MEXICO CITY—Were Enrique Pena Nieto eligible for re-election in Mexico’s 2018 presidential race, most analysts believe he would be soundly beaten. Pena Nieto is plagued by corruption scandals, rising crime rates and, above all, the sense that he represents the very worst of the country’s oldest political party, the Institutional Revolutionary Party, or PRI; his six-year-term, which ends next December, has exposed many of the fault lines that continue to undermine Mexico’s potential. Add U.S. President Donald Trump’s bullying tactics on trade and border security, and the resurgence of veteran leftist Andres Manuel Lopez Obrador in the polls, and until recently some saw the result of July’s election as a foregone conclusion.

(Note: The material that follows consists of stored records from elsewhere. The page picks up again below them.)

PR #556, opened 2024-06-06
feat(router): add `labels` support, re-implement with plugin framework

kangasta:
Also fixes error handling in `Read` functions of `upcloud_network` and `upcloud_network_peering` so that these resources are removed from state, if API returns 404 response.


villevsv-upcloud (approved):
Looks good!

While at it, maybe adding an example with a lifecycle block & `ignore_changes = [static_route]` would be nice, as it comes up every now and then. We seem to already have it in the gateway examples.

PR #564, opened 2024-06-25
refactor(kubernetes): migrate cluster data-source to plugin framework

kangasta:


internal/service/kubernetes/cluster_data_source.go
```diff
@@ -0,0 +1,161 @@
...
+			},
+			"id": schema.StringAttribute{
+				Required:    true,
+				Description: idDescription,
+			},
+			"host": schema.StringAttribute{
+				Computed:    true,
+				Description: hostDescription,
+			},
+			"kubeconfig": schema.StringAttribute{
```
kangasta, line 91: Should `kubeconfig` also be sensitive as it includes the `client_key` value? 🤔

villevsv-upcloud: Makes sense to mark it as sensitive

villevsv-upcloud (approved):

PR #572, opened 2024-07-01
refactor(cloud): migrate hosts and zones data source to plugin framework

villevsv-upcloud:


go.mod
```diff
@@ -7,12 +7,12 @@ require (
 	github.com/hashicorp/go-cty v1.4.1-0.20200414143053-d3edf31b6320
 	github.com/hashicorp/go-retryablehttp v0.7.7
 	github.com/hashicorp/go-uuid v1.0.3
-	github.com/hashicorp/terraform-plugin-framework v1.7.0
+	github.com/hashicorp/terraform-plugin-framework v1.4.1
```
kangasta, line 10: Are these downgrades included here on purpose or leftovers from #571?

internal/service/cloud/zones_data_source.go
```diff
@@ -0,0 +1,108 @@
...
+	zones, err := d.client.GetZones(ctx)
+	if err != nil {
+		resp.Diagnostics.AddError(
+			"Unable to read zones",
+			utils.ErrorDiagnosticDetail(err),
+		)
+		return
+	}
+
+	data.ID = types.StringValue(time.Now().UTC().String())
```
kangasta, line 89: Would this work with `"zones" + data.FilterType` as the ID 🤔 There should not be need for multiple instances of zones list in the state. Not sure how that would work with modules, though.

Anyway, not in the scope of this PR, as we have similar solution for all generic data-sources at the moment.

kangasta (approved):
Could remove the dependency version downgrades, if those are not needed, but otherwise LGTM!

go.mod
villevsv-upcloud: Leftovers, removed now! :+1:

internal/service/cloud/zones_data_source.go
villevsv-upcloud: That sounds like a good idea.

PR #573, opened 2024-07-01
 refactor(firewall): migrate firewall_rules resource to plugin framework

villevsv-upcloud:
TODO:

- [ ] Use TFProto v6


internal/service/firewall/firewall.go
```diff
@@ -2,149 +2,187 @@ package firewall
...
+	resp.Schema = schema.Schema{
+		Description: "FirewallRuless can be used to connect multiple Private Networks. UpCloud Servers on any attached network can communicate directly with each other.",
+		Attributes: map[string]schema.Attribute{
+			"id": schema.StringAttribute{
+				Computed: true,
+			},
+			"server_id": schema.StringAttribute{
 				Required:    true,
-				ForceNew:    true,
+				Description: "The unique id of the server to be protected the firewall rules",
```
kangasta, line 77: I think I have used UUID in the other new Id descriptions, but this is a bit different since this refers Id of another resource  🤔

```suggestion
				Description: "The UUID of the server to be protected the firewall rules",
```

internal/service/firewall/firewall.go
```diff
@@ -2,149 +2,187 @@ package firewall
...
 			},
-			"firewall_rule": {
-				Type: schema.TypeList,
+			"firewall_rule": schema.ListNestedAttribute{
```
kangasta, line 79: Hmm, would `ListNestedBlock` work if we move this from `Attributes` to `Blocks` 🤔 Then this would not require change to protocol version 6 and configuration syntax would stay the same as well.

kangasta:
I cherry-picked the migrate commit on top of main to update this: closing this in favor of #771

Yet the announcement of Jose Antonio Meade as the PRI’s candidate on Nov. 27 has set the stage for what is likely to be a fiercely competitive race between the incumbent party—center-left, pro-market—and the National Regeneration Movement, or Morena, led by Lopez Obrador, who has revived the rhetoric of Mexico’s populist leaders of the 1970s. Pena Nieto looks set to leave office as a deeply contradictory figure whose government enabled the passage of the country’s most important economic reforms in three decades, yet whose personal image and that of his party have been stained by scandal and bloodshed.
“I think that Pena Nieto’s term will ultimately be remembered in two ways,” says Carlos Bravo Regidor, a political scientist at the Center for Research and Teaching in Economics in Mexico City. “In the short term, it will be remembered as six years of corruption, impunity and violence. In the long term, perhaps, for the merits of the reforms, above all those concerning public education and energy. But as Keynes liked to say, in the long term we are all dead.”